Sun-dried Tomato & Broccoli Quinoa
A colourful dish packed with veg but full of taste from the sun-dried tomato pesto. It also gives you the chance to vary your grains up a bit with the quinoa.
Equipment
- Steamer
- Hand Blender
Ingredients
- 200 g quinoa
- 2 broccoli (cut into bite sized florets and stem chunks)
- 2.5 tbsp rapeseed oil (or the oil from the sun dried tomatoes)
- 4 cloves garlic (peeled and crushed)
- 2 red onion (thickly sliced)
- 2 can chopped tomatoes
- 2 can black-eyed beans
- 10 sun-dried tomatoes (approx)
- 50 g pine nuts
- 1 tbsp nutritional yeast (optional)
- 3 tbsp chopped fresh basil
- 2 tbsp lemon juice
Instructions
- Put the quinoa on to boil for 15 mins, and the broccoli in the steamer.
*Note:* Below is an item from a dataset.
PR #3147, opened 2024-04-11
Remove deprecated `SslProvider$DefaultConfigurationSpec` and `SslProvider$DefaultConfigurationType`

- Heat 1 tbsp oil in a pan and fry the onion and 2 cloves garlic for 5 mins or until soft and translucent.
- Add the chopped tomatoes and beans to the onions once soft. Cook for another 10 mins.
- Meanwhile, create the pesto by hand blending the sundried tomatoes, remaining oil, pine nuts, nutritional yeast and last 2 garlic cloves. Add to the mix once it's been made.
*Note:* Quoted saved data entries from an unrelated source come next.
Issue #1531, opened 2021-03-05
HTTP/3 support


violetagg:
https://netty.io/news/2021/03/04/http3-0-0-1-Final.html
https://github.com/netty/netty-incubator-codec-http3

fokion:
Can I have a look ?

violetagg:
@fokion Yes sure. Thanks!
May be start experimenting with `main` branch (1.1.x version) as a base, because it will be hard with `netty5` branch (2.0.x)

fokion:
Noticed that we are compiling with jdk 8 but in mac os with apple silicon I got the following error

```
> Failed to calculate the value of task ':reactor-netty-core:compileJava' property 'javaCompiler'.
   > Unable to download toolchain matching the requirements ({languageVersion=8, vendor=any, implementation=vendor-specific}) from 'https://api.adoptium.net/v3/binary/latest/8/ga/mac/aarch64/jdk/hotspot/normal/eclipse'.
      > Could not read 'https://api.adoptium.net/v3/binary/latest/8/ga/mac/aarch64/jdk/hotspot/normal/eclipse' as it does not exist.


```

So started creating a branch migrating to JDK 17 https://github.com/fokion/reactor-netty/commit/bba09f5ebe981f63a409091ef0983be3296cb18f

violetagg:
> Noticed that we are compiling with jdk 8 but in mac os with apple silicon I got the following error
> 
> ```
> > Failed to calculate the value of task ':reactor-netty-core:compileJava' property 'javaCompiler'.
>    > Unable to download toolchain matching the requirements ({languageVersion=8, vendor=any, implementation=vendor-specific}) from 'https://api.adoptium.net/v3/binary/latest/8/ga/mac/aarch64/jdk/hotspot/normal/eclipse'.
>       > Could not read 'https://api.adoptium.net/v3/binary/latest/8/ga/mac/aarch64/jdk/hotspot/normal/eclipse' as it does not exist.
> ```
> 
> So I tried migrating to JDK 17 which had its own challenges [fokion@bba09f5](https://github.com/fokion/reactor-netty/commit/bba09f5ebe981f63a409091ef0983be3296cb18f)

Reactor Netty 2.0.x (which is still on milestone phases) is based on Java 17 and Netty 5, unfortunately we still don't have Netty HTTP3 ported for Netty 5

[...]

PR #3150, opened 2024-04-11
Make `ProtocolSslContextSpec` generic

violetagg:
- `QuicSslContextBuilder` does not extend `SslContextBuilder`.
- Add `Http3SslContextSpec`, similar to `Http2SslContextSpec` and `Http11SslContextSpec`.

Related to #1531

### DIFF
--- a/reactor-netty-core/src/main/java/reactor/netty/tcp/SslProvider.java
+++ b/reactor-netty-core/src/main/java/reactor/netty/tcp/SslProvider.java
@@ -231,6 +231,17 @@ public final class SslProvider {
 		 *
 		 * @param spec SslContext builder that provides, specific for the protocol, default configuration
 		 * @return {@literal this}
+		 * @since 1.2.0
+		 */
+		Builder sslContext(GenericSslContextSpec<?> spec);
+
+		/**
+		 * SslContext builder that provides, specific for the protocol, default configuration
+		 * e.g. {@link DefaultSslContextSpec}, {@link TcpSslContextSpec} etc.
+		 * The default configuration is applied before any other custom configuration.
+		 *
+		 * @param spec SslContext builder that provides, specific for the protocol, default configuration
+		 * @return {@literal this}
 		 * @since 1.0.6
 		 */
 		Builder sslContext(ProtocolSslContextSpec spec);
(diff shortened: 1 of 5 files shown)


reactor-netty-core/src/main/java/reactor/netty/tcp/SslProvider.java
```diff
@@ -224,6 +224,17 @@ public interface Builder {
...
+		 * SslContext builder that provides, specific for the protocol, default configuration
+		 * e.g. {@link DefaultSslContextSpec}, {@link TcpSslContextSpec} etc.
+		 * The default configuration is applied before any other custom configuration.
+		 *
+		 * @param spec SslContext builder that provides, specific for the protocol, default configuration
+		 * @return {@literal this}
+		 * @since 1.2.0
+		 */
+		Builder sslContext(GenericSslContextSpec<?> spec);
+
```
pderop, line 237: I just wonder why we keep the old signature for `sslContext` method that takes as argument a ProtocolSslContextSpec ?

```
		Builder sslContext(ProtocolSslContextSpec spec);
```

The `ProtocolSslContextSpec` class is now extending `GenericSslContextSpec<SslContextBuilder>`, so passing a ProtocolSslContextSpec to the new signature would work.

I may miss something obvious here, but why the old `Builder sslContext(ProtocolSslContextSpec spec)` signature is not removed ? maybe it's just because the old signature was not deprecated so far ?

violetagg: We can deprecated it only :(

pderop (approved):
+1

as discussed, maybe we can deprecate the old `sslContext(ProtocolSslContextSpec spec)`signature in SslProvider.SslContextSpec.
Something like:

```
		/**
		 * SslContext builder that provides, specific for the protocol, default configuration
		 * e.g. {@link DefaultSslContextSpec}, {@link TcpSslContextSpec} etc.
		 * The default configuration is applied before any other custom configuration.
		 *
		 * @param spec SslContext builder that provides, specific for the protocol, default configuration
		 * @return {@literal this}
		 * @since 1.0.6
		 * @deprecated as of 1.2.0. Prefer using {@link #sslContext(SslProvider.GenericSslContextSpec)}  
		 * This method will be removed in version 1.3.0.
		 */
		@Deprecated
		Builder sslContext(ProtocolSslContextSpec spec);
```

- Add the fresh basil and cooked broccoli to the tomato mix, season with salt and pepper to taste and stir.
- Drain the quinoa, mix in the lemon juice and serve on the plates.
- Top with the broccoli and tomato mix.
Notes
Prep Tips:
If you don’t have a steamer, place the veg in a saucepan with a tbsp of water, place a lid on and steam fry. Check the water doesn’t run out or they’ll burn to the bottom…).
If you don't have a hand blender, you can just chop the sun dried tomatoes and pine nuts small and add them to the pan with the other pesto ingredients.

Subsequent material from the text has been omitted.